Cybersecurity Roundup: Key News Stories (August 2025)
Cyber threats never stop evolving. Here’s a look at some of the most important cybersecurity stories making headlines in early August 2025:
CISA flags D-Link vulnerabilities
The U.S. Cybersecurity and Infrastructure Security Agency (CISA) added three vulnerabilities affecting older D-Link Wi-Fi camera and network-video-recorder devices to its Known Exploited Vulnerabilities catalog. These flaws allow remote code execution and command injection. Although the devices reached end-of-life in 2016, CISA has instructed federal agencies to remediate them by 20 August 2025. Users still running these products are urged to replace them or apply available mitigations, highlighting the ongoing risks of outdated IoT hardware.
Exchange Server flaw enables silent cloud access
Microsoft disclosed a vulnerability (CVE-2024-38021) in Exchange Server that could let attackers forge special access tokens and impersonate users in hybrid cloud environments.
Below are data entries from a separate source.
PR #1431, opened 2018-07-20
Make install directory if it doesn't exist yet

hroncok:
Problem: In Fedora, `sudo python3 setup.py install` installs to /usr/local/lib/pythonX.Y/site-packages. However that directory is not always there as it is not installed together with the python3 package (Fedora packages should not install stuff to /usr/local).

When the directory does not exist an installation attempt fails with:

    [Errno 2] No such file or directory: '/usr/local/lib/python3.7/site-packages/test-easy-install-11875.write-test'

Solution: Make the directory if it doesn't exists yet. If user has no permissions, the above error is preserved, yet with root (sudo) it works now.

I realize that this is not usefull outside Fedora's specific setup, yet I don't like downstream only patches and this breaks nothing.

- [ ] Changes have tests - not sure how to do that, as this is fairly Fedora specific
- [x] News fragment added in changelog.d

### DIFF
--- a/changelog.d/1431.change.rst
+++ b/changelog.d/1431.change.rst
@@ -1,0 +1,1 @@
+In ``easy_install.check_site_dir``, ensure the installation directory exists.
--- a/changelog.d/1431.chnage.rst
+++ b/changelog.d/1431.chnage.rst
@@ -1,0 +1,3 @@
+Make install directory if it doesn't exist yet to prevent Fedora's
+specific setup to blow up if ``/usr/local/lib/pythonX.Y/site-packages``
+doesn't exist yet.
--- a/changelog.d/1431.chnage.rst
+++ b/changelog.d/1431.chnage.rst
@@ -1,3 +1,0 @@
-Make install directory if it doesn't exist yet to prevent Fedora's
-specific setup to blow up if ``/usr/local/lib/pythonX.Y/site-packages``
-doesn't exist yet.
--- a/setuptools/command/easy_install.py
+++ b/setuptools/command/easy_install.py
@@ -450,6 +450,12 @@ class easy_install(Command):
         instdir = normalize_path(self.install_dir)
         pth_file = os.path.join(instdir, 'easy-install.pth')
 
+        if not os.path.exists(instdir):
+            try:
+                os.makedirs(instdir)
+            except (OSError, IOError):
+                self.cant_write_to_target()
+
         # Is it a configured, PYTHONPATH, implicit, or explicit site dir?
         is_site_dir = instdir in self.all_site_dirs
 


hroncok:
Trying to add tests for this. Locally I fail to run them, so let's see what travis says.

hroncok:
https://github.com/pypa/setuptools/pull/1431/commits/9683b7798cd6940cf14080d6705dc239ec8c8125 this seems to pass even without my patch.

pganssle:
I'm not really sure we want to support `sudo python3.6 setup.py install` *at all*, but if this isn't installed as part of `python3`, are you even sure its in the `PYTHONPATH`?

I am -1 on this for the following reasons:

1. `setup.py install` should be deprecated in favor of `pip install`
2. Using `sudo` to install things is not even supported in `pip` - you should use the system package manager for system packages, and `pip install --user` for user installs, or use virtualenvs.
3. If we *did* want to support this, I don't think creating the directory is the right way to do it. If the directory we're trying to install it in doesn't exist, it seems very likely that we're installing it in the wrong place. The "right place" should probably be inferred from the system configuration.

If we're already inferring the right place to install packages from the system configuration (haven't checked), then Fedora probably needs to be fixed to properly advertise its non-standard package deployment location (if, again, Fedora wants to support this very dangerous workflow).

hroncok:
1. agreed. yet people use this and report this error to us. sudo pip works in this scenario.
2. agreed. yet people still use sudo here and report problems.
3. pip supports it. this is the right place form our system configuration. 

Fedora properly advertises this at https://fedoraproject.org/wiki/Changes/Making_sudo_pip_safe - this regression was a direct result of this change.

That said, I understand if you won't accept this, yet we'll still apply it downstream, becasue otherwise users are rightfully angry.

pganssle:
@jaraco @benoit-pierre At this point we can safely deprecated `setup.py install` in favor of pip, like we've deprecated `upload` and `register`, right?

@pradyunsg @dstufft Thoughts?

pganssle:
If we can deprecated `setup.py install`, then I think that can at least partially help with the "people are complaining that this doesn't work" issue.

That said, if Fedora actually intends for people to deploy things to `/usr/lib/python3.6/site-packages`, why isn't the solution to create that directory as part of the `python3` package?

hroncok:
It has two point of views. We don't support it, but we are trying to prevent sudo pip installers to nuke their systems. Yet they complain we broke their workflow and we try to make it work even when we say: don't do this. We cannot install rpm packaged stuff into /usr/local.

dstufft:
This isn't really specific to ``/usr/local/lib/python3.7/site-packages/``, it just so happens that's the directory where Fedora ran into it. I think it makes sense for setuptools to make sure that the directory it's trying to write to exists.

pganssle:
@dstufft In what other situations would it come up? I'm not deeply opposed to having setuptools create the directory it's trying to write to, but my worry is that the only reason this would happen is if there's been a horrible mistake (in which case you may end up installing somewhere that won't get picked up - or worse, you'll mess up some user's file system), in which case it makes sense to throw an error instead.

If this only affects people using `setuptools` in a dangerous way, I'm not sure we should be facilitating this at the - admittedly small - risk of failing to report an actual error condition.

dstufft:
@pganssle Not sure, I'm pretty sure that pip has this code though, so I assume it came up in some other context at some point.

hroncok:
pip install creates the directory, yes

silkentrance:
@hroncok have you tried installing pyenv + tox in the various environments, say 2.7.x etc.
Then simply run ``tox`` from inside the ``setuptools`` clone and you will be able to run the tests locally.

hroncok:
I've used tox, I don't remember what was the problem, will try now.

hroncok:
The tests work for me now. However I'd rather see an approval of action before spending time figuring out how to test this if it gets rejected at the end.

jaraco:
> At this point we can safely deprecated setup.py install in favor of pip, like we've deprecated upload and register, right?

Correct. `setup.py install` is only recommended with `--single-version-externally-managed`. However, `setup.py develop` is still supported (as pip relies on it for `pip install -e`), and that might also hit this code path.

jaraco:
@hroncok Can you confirm this issue also affects `setup.py develop`?

hroncok:
Thanks.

While patches were released in July 2024, the discovery underscores the risks inherent in complex hybrid identity setups. Security teams should ensure the latest updates are applied and review token-generation logic for anomalies.
Ransomware groups deploy an EDR-killer tool
Researchers uncovered a sophisticated tool being used by multiple ransomware gangs—including LockBit, Akira and Medusa—to disable endpoint detection and response (EDR) solutions. The utility can kill processes, delete drivers and remove security software, making it easier for attackers to evade modern defenses. Organizations should harden their EDR implementations and employ layered monitoring to detect such threats.
Bouygues Telecom data breach
France’s Bouygues Telecom confirmed that a breach at a third-party service provider exposed personal details of 6.4 million customers, including names, phone numbers and dates of birth. No financial or password information appears to have been accessed, but the incident underscores the cyber-risks associated with supply-chain partners. Bouygues has notified authorities and affected users while reviewing its security posture.
U.S. federal courts targeted in cyberattacks
The U.S. Administrative Office of the Courts disclosed that federal judiciary systems, particularly the Case Management/Electronic Case Files (CM/ECF) system, have been targeted by sophisticated cyberattacks. While officials have not confirmed data theft, they noted increasing frequency and severity of attacks. Authorities are working with federal cybersecurity partners and strengthening protective measures, highlighting concerns over outdated court systems.
Staying informed about these developments can help organizations anticipate emerging threats and prioritize defensive measures.